* Work item
You are asked to filter the data below and copy every line holding "class".

* Source material

==*==

PR #2267, opened 2021-09-08
Expand path exists to intent check

### LINKED ISSUE #2265: Extend pathExists function to include intent check
**Description**
Currently `linkManager().pathExists(...)` doesn't work with intent based paths. 
Add intent option check so that pathExists can also check for intents.

ndricimrr:
**Description**

- Add support for intents: 
i.e.:

```
 Luigi.navigation().pathExists('#?intent=Sales-settings?param1=abc&param2=bcd')
 .then(
   (pathExists) => { 
     console.log('core test', pathExists);
    }
 );
```

and 

```
LuigiClient.linkManager().pathExists('#?intent=Sales-settings?param1=abc&param2=bcd').
then((exists) => {
   console.log("client test", exists)
});
```

**Related issue(s)**

Fixes #2265


client/src/linkManager.js
```diff
@@ -73,7 +73,7 @@ export class linkManager extends LuigiClientBase {
       return;
     }
 
-    const hasIntent = path.toLowerCase().includes('?intent=');
+    const hasIntent = path.toLowerCase().includes('#?intent=');
```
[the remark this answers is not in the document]
ndricimrr: The original call is supposed to be: 
`LuigiClient.linkManager().navigate('#?Intent=Sales-order?id=13') // intent navigation. `
from [here](https://docs.luigi-project.io/docs/luigi-client-api/?section=examples-23) and [Expert scenarios>Use Intent-Based Navigation in Luigi Client](https://docs.luigi-project.io/docs/advanced-scenarios).
So `#?Intent` is the static part. Apparently I'd forgotten to add the hashtag before, so added it here.

client/src/linkManager.js
```diff
@@ -297,11 +297,13 @@ export class linkManager extends LuigiClientBase {
       }.bind(this)
     );
 
+    const hasIntent = path.toLowerCase().includes('#?intent=');
     const pathExistsMsg = {
       msg: 'luigi.navigation.pathExists',
       data: Object.assign(this.options, {
         id: currentId,
         link: path,
+        intent: hasIntent,
```
stanleychh, line 306: Line [300](https://github.com/SAP/luigi/pull/2267/files#diff-ee577ceabc2718709233de3e6b792c3684f0f7cd122e76a9a80471b2eedb188fR300) and line [76](https://github.com/SAP/luigi/blob/06c58b0083e2f0b9cb3b345f67ebe869e262c08e/client/src/linkManager.js#L76) are doing the same.  
Could we move it out and reuse it? (Maybe `helpers`?)
So we can inline function as suggestion. Would this be better? 
```suggestion
        intent: hasIntent(path),
```

ndricimrr: I added the helper function.

stanleychh: Well done. Thanks

core/src/utilities/helpers/routing-helpers.js
```diff
@@ -404,6 +404,7 @@ class RoutingHelpersClass {
           item => item.semanticObject === intentObject.semanticObject && item.action === intentObject.action
         );
         if (!realPath) {
+          console.warn('No mappings found for the specified intent.');
```
ndricimrr, line 407:
```suggestion
```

==*==

* Solved exercise
@@ -73,7 +73,7 @@ export class linkManager extends LuigiClientBase {
@@ -297,11 +297,13 @@ export class linkManager extends LuigiClientBase {
@@ -404,6 +404,7 @@ class RoutingHelpersClass {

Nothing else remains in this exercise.